You know what? **** Larry Sanders. I ****ing hate this guy.


----------



## Dornado (May 26, 2003)

just to further fuel R-Star's rage:


----------



## Hibachi! (Sep 18, 2003)

R-Star said:


> I'm so ****ing tired of these players saying how they just get money thrown at them when they enter the league like they're victims. The league has absolutely no obligation to teach these guys what to do with the money it pays them. And with that said they have programs to try to help these guys not fall into the same old pitfalls that most do, so him complaining when there's programs for exactly what he's playing victim about is a ****ing joke.
> 
> And I'm glad he's completely dropped the whole charade that he'll never play ball again. Now all the sudden it's just "this year". The guy is going to be back in the league next year, which to me is an absolute ****ing joke.
> 
> ...


Agree with this 100%. This whole "I don't like basketball I like being around the people I love. I'm an artist, a musician, etc." You aint shit. You can be around the people you love but you need some verified source of income to do the things you want to do. Who's gonna hire Larry Sanders? 

He talks about how he doesn't want to play basketball and just wants to do the things he wants. NO SHIT. I don't want to go to work every day. I want to go hiking, play video games, drink beer, and go bodysurfing. SO DOES EVERYONE ELSE. But you get to "work" for 10 years and then RETIRE. Instead he wants to talk about how he wants to do all of those things and never work. 

Imagine if someone making like $75k a year called you up and said "You know what man. I don't want to work. I just want to do the things I love, like play music and hang out with friends. I'm gonna do that." Who would call that a good decision? People applauding this guy because he's weak as shit drive me nuts. Everyone works. Some are lucky enough to love basketball and get paid millions. This guy has to do what EVERYONE ELSE CALLS WORK and gets paid millions. God damn what a punk ass bitch.


----------



## R-Star (Jun 13, 2002)

Dornado said:


> just to further fuel R-Star's rage:
> 
> Larry Sanders - Why I Walked Away From the NBA: Players' POV - YouTube


I'm not going to watch a video with Larry. 

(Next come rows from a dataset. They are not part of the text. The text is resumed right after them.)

PR #84, opened 2023-01-19
[ES-556959] Add pkgutil-style for the package

lu-wang-dl:
Since the package is under databricks namespace. pip install this package will cause issue importing other packages under the same namespace like automl and feature store.

Adding `pkgutil` style to resolve the issue.


susodapop (approved):
LGTM. Thanks!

It's upsetting to me that you are probably completely ok with what Larry pulled here.


----------



## R-Star (Jun 13, 2002)

Hibachi! said:


> Agree with this 100%. This whole "I don't like basketball I like being around the people I love. I'm an artist, a musician, etc." You aint shit. You can be around the people you love but you need some verified source of income to do the things you want to do. Who's gonna hire Larry Sanders?
> 
> He talks about how he doesn't want to play basketball and just wants to do the things he wants. NO SHIT. I don't want to go to work every day. I want to go hiking, play video games, drink beer, and go bodysurfing. SO DOES EVERYONE ELSE. But you get to "work" for 10 years and then RETIRE. Instead he wants to talk about how he wants to do all of those things and never work.
> 
> Imagine if someone making like $75k a year called you up and said "You know what man. I don't want to work. I just want to do the things I love, like play music and hang out with friends. I'm gonna do that." Who would call that a good decision? People applauding this guy because he's weak as shit drive me nuts. Everyone works. Some are lucky enough to love basketball and get paid millions. This guy has to do what EVERYONE ELSE CALLS WORK and gets paid millions. God damn what a punk ass bitch.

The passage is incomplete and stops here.